BP's blown-out Macondo well spewed approximately 5 million barrels, or 210 million gallons into the Gulf of Mexico.
According to scientists in the Flow Rate Technical Group, supervised by the U.S. Geological Survey and the U.S. Department of Energy, BP's Macondo well spewed 62,000 barrels of oil a day initially, and the flow eased to 53,000 barrels a day until the well was finally capped and sealed July 15.
BP injected approximately 1.8 million gallons of dispersant into the Gulf.

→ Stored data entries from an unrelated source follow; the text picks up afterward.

PR #3086, opened 2024-10-29
fix: objects in args

ssddOnTop:
Issue Reference(s):
Fixes https://github.com/tailcallhq/tailcall/issues/2999


src/core/blueprint/operators/http.rs
```diff
@@ -1,18 +1,79 @@
...
+        return Scalar::is_predefined(cur_ty) || module.find_enum(cur_ty).is_some();
+    }
+    let type_ = type_.unwrap();
+
+    let cur = iter.next();
+    if cur.is_none() {
+        return Scalar::is_predefined(cur_ty) || module.find_enum(cur_ty).is_some();
+    }
+
+    let cur = cur.unwrap();
```
tusharmath, line 28: Think of an alternative design where we don't use unwrap.

src/core/blueprint/operators/apollo_federation.rs
```diff
@@ -36,8 +36,9 @@ pub fn compile_entity_resolver(inputs: CompileEntityResolver<'_>) -> Valid<IR, S
                 Resolver::Http(http) => compile_http(
                     config_module,
                     http,
+                    &Default::default(),
                     // inner resolver should resolve only single instance of type, not a list
-                    false,
```
tusharmath, line 40: We need to guarantee over here that the entity isn't a list. Why are we overriding it inside this the function?

ssddOnTop: I think there is a confusion.

Earlier the boolean was passed to check if the field `is_list`

but now I am passing the entire field and checking `field.type_of.is_list()`. In the case of federation, the boolean is replaced by `Field::default()` so `field.type_of.is_list()` will be false by default.

Now, I added the 4th parameter i.e. `is_federation` which is to skip the checks on args, as there are no args when http directive is defined on a Type.

src/core/blueprint/operators/http.rs
```diff
@@ -30,19 +87,26 @@ pub fn compile_http(
...
+                let mut ans = Valid::succeed((
+                    key_value.key,
+                    key_value.value,
+                    key_value.skip_empty.unwrap_or_default(),
+                ));
+
+                // in the case when directive is defined on type
+                // we don't have any args to check for, so we can
+                // skip this check
+                if !is_federation && !check_scalar(&mustache, config_module, field) {
```
tusharmath, line 101: Need to check for `value.a` where `a` is an object type.

src/core/blueprint/operators/http.rs
```diff
@@ -1,18 +1,75 @@
...
+    }
+    ans
+}
+
 pub fn compile_http(
     config_module: &config::ConfigModule,
     http: &config::Http,
-    is_list: bool,
+    field: &Field,
+    is_federation: bool,
```
tusharmath, line 70: We don't need `is_federation`

src/core/blueprint/operators/http.rs
```diff
@@ -1,18 +1,75 @@
...
+}
+
+// Check if args are scalar
+fn check_args(mut iter: Iter<String>, module: &ConfigModule, field: &Field) -> bool {
+    let cur = iter.next();
+    if cur.is_none() {
+        return Scalar::is_predefined(field.type_of.name())
+            || module.find_enum(field.type_of.name()).is_some();
+    }
+    let cur = cur.unwrap();
```
tusharmath, line 39: Handle these scenarios more gracefully.

src/core/blueprint/operators/http.rs
```diff
@@ -1,18 +1,75 @@
...
+    field.args.contains_key(cur)
+        && check_ty(
+            iter,
+            module,
+            field.args.get(cur).as_ref().unwrap().type_of.name(),
```
tusharmath, line 44: handle the unwrap more gracefully.

src/core/blueprint/operators/apollo_federation.rs
```diff
@@ -37,7 +37,8 @@ pub fn compile_entity_resolver(inputs: CompileEntityResolver<'_>) -> Valid<IR, S
                     config_module,
                     http,
                     // inner resolver should resolve only single instance of type, not a list
-                    false,
+                    &Default::default(),
```
tusharmath, line 40: Pass Type and Args over here. Can create a new struct — `HttpParams {type_of: Option<Type>, args: Option<Args>}`  to set the HttpParams for the compiler to work.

The new figures indicate that the roughly 800,000 barrels of oil that BP managed to capture with its various containment strategies -- a riser insertion tool, a "top hat," and flaring from a surface rig -- represented only about one-sixth of the crude that surged into the gulf over the course of nearly three months. In all, about 1.2 million barrels of oil have been accounted for, either burned, captured or skimmed off the ocean's surface. That's about a quarter of the new estimate for the total spill. Where the other three-quarters has gone is unclear. Some has evaporated; some has been consumed by microbes; but scientists remain troubled by the possibility that large amounts of oil remain underwater in cloudlike plumes.
For government lawyers preparing a case against BP, this number could help calculate the maximum civil penalty BP might face for the spill. If BP is not found to have acted with negligence, the penalty would be $1,100 per barrel. About 4.1 million barrels escaped into the gulf, according to the new estimate, so that fine would come to $4.5 billion. If BP is found to have acted with "gross negligence" in the lead-up to the spill, the maximum penalty would be $4,300 a barrel, which would work out to $17.6 billion.
In all, the 4.1 million barrels estimated to have polluted the gulf would be enough to fill the Pentagon to a depth of 18 feet or to fill 260 Olympic swimming pools. The entire Gulf of Mexico, by comparison, would fill 880 million Pentagons, or 973 billion Olympic pools.
This spill is significantly larger than the Ixtoc I blowout of 1979, which polluted the southern Gulf of Mexico with 138 million gallons over the course of 10 months. That had been the largest oil spill in history, surpassed only by the intentional spills in 1991 during the Persian Gulf War.